── DATA FOR ANALYSIS ──

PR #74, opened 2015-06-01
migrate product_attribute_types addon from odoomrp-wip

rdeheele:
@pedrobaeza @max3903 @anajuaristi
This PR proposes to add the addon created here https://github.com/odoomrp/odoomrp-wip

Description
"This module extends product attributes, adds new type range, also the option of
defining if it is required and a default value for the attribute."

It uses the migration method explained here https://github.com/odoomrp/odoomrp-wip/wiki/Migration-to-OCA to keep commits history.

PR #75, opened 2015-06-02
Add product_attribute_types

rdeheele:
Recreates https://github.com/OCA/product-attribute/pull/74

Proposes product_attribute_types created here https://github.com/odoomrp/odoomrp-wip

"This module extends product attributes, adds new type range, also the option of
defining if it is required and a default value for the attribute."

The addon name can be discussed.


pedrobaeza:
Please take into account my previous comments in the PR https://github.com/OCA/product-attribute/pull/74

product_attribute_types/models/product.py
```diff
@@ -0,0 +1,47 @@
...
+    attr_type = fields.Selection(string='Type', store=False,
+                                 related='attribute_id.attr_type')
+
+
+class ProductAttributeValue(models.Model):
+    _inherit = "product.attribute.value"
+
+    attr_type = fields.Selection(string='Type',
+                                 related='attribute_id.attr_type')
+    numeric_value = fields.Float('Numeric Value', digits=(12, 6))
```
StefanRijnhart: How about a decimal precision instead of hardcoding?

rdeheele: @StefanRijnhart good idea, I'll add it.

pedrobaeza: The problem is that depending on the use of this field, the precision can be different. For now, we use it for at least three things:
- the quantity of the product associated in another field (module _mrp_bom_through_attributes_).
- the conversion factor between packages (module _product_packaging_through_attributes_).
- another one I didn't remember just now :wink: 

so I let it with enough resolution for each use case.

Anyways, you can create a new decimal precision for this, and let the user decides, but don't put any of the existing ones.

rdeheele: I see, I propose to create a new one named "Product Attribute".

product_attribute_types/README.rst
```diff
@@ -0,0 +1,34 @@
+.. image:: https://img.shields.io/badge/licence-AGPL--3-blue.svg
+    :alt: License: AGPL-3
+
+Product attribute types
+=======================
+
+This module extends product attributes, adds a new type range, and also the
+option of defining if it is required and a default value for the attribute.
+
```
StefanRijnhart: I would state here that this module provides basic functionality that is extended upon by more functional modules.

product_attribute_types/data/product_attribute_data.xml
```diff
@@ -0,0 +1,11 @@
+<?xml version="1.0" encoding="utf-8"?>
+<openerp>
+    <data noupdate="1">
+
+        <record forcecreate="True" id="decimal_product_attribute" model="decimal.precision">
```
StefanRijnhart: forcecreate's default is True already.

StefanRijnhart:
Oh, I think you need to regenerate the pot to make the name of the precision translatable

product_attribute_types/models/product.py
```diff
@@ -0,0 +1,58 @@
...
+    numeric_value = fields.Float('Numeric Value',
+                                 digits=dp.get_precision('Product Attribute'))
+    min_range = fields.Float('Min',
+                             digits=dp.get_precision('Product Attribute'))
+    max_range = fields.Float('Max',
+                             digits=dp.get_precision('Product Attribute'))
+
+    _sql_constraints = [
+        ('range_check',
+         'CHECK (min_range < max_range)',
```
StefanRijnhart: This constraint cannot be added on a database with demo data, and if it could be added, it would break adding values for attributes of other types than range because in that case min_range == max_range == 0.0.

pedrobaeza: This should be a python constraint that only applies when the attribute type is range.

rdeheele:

───

» **WHAT IS REQUIRED**:
Could the data above be returned exactly as it stands?

» **ANSWER TO THE PROBLEM**:
PR #74, opened 2015-06-01
migrate product_attribute_types addon from odoomrp-wip

rdeheele:
@pedrobaeza @max3903 @anajuaristi
This PR proposes to add the addon created here https://github.com/odoomrp/odoomrp-wip

Description
"This module extends product attributes, adds new type range, also the option of
defining if it is required and a default value for the attribute."

It uses the migration method explained here https://github.com/odoomrp/odoomrp-wip/wiki/Migration-to-OCA to keep commits history.

PR #75, opened 2015-06-02
Add product_attribute_types

rdeheele:
Recreates https://github.com/OCA/product-attribute/pull/74

Proposes product_attribute_types created here https://github.com/odoomrp/odoomrp-wip

"This module extends product attributes, adds new type range, also the option of
defining if it is required and a default value for the attribute."

The addon name can be discussed.


pedrobaeza:
Please take into account my previous comments in the PR https://github.com/OCA/product-attribute/pull/74

product_attribute_types/models/product.py
```diff
@@ -0,0 +1,47 @@
...
+    attr_type = fields.Selection(string='Type', store=False,
+                                 related='attribute_id.attr_type')
+
+
+class ProductAttributeValue(models.Model):
+    _inherit = "product.attribute.value"
+
+    attr_type = fields.Selection(string='Type',
+                                 related='attribute_id.attr_type')
+    numeric_value = fields.Float('Numeric Value', digits=(12, 6))
```
StefanRijnhart: How about a decimal precision instead of hardcoding?

rdeheele: @StefanRijnhart good idea, I'll add it.

pedrobaeza: The problem is that depending on the use of this field, the precision can be different. For now, we use it for at least three things:
- the quantity of the product associated in another field (module _mrp_bom_through_attributes_).
- the conversion factor between packages (module _product_packaging_through_attributes_).
- another one I didn't remember just now :wink: 

so I let it with enough resolution for each use case.

Anyways, you can create a new decimal precision for this, and let the user decides, but don't put any of the existing ones.

rdeheele: I see, I propose to create a new one named "Product Attribute".

product_attribute_types/README.rst
```diff
@@ -0,0 +1,34 @@
+.. image:: https://img.shields.io/badge/licence-AGPL--3-blue.svg
+    :alt: License: AGPL-3
+
+Product attribute types
+=======================
+
+This module extends product attributes, adds a new type range, and also the
+option of defining if it is required and a default value for the attribute.
+
```
StefanRijnhart: I would state here that this module provides basic functionality that is extended upon by more functional modules.

product_attribute_types/data/product_attribute_data.xml
```diff
@@ -0,0 +1,11 @@
+<?xml version="1.0" encoding="utf-8"?>
+<openerp>
+    <data noupdate="1">
+
+        <record forcecreate="True" id="decimal_product_attribute" model="decimal.precision">
```
StefanRijnhart: forcecreate's default is True already.

StefanRijnhart:
Oh, I think you need to regenerate the pot to make the name of the precision translatable

product_attribute_types/models/product.py
```diff
@@ -0,0 +1,58 @@
...
+    numeric_value = fields.Float('Numeric Value',
+                                 digits=dp.get_precision('Product Attribute'))
+    min_range = fields.Float('Min',
+                             digits=dp.get_precision('Product Attribute'))
+    max_range = fields.Float('Max',
+                             digits=dp.get_precision('Product Attribute'))
+
+    _sql_constraints = [
+        ('range_check',
+         'CHECK (min_range < max_range)',
```
StefanRijnhart: This constraint cannot be added on a database with demo data, and if it could be added, it would break adding values for attributes of other types than range because in that case min_range == max_range == 0.0.

pedrobaeza: This should be a python constraint that only applies when the attribute type is range.

rdeheele:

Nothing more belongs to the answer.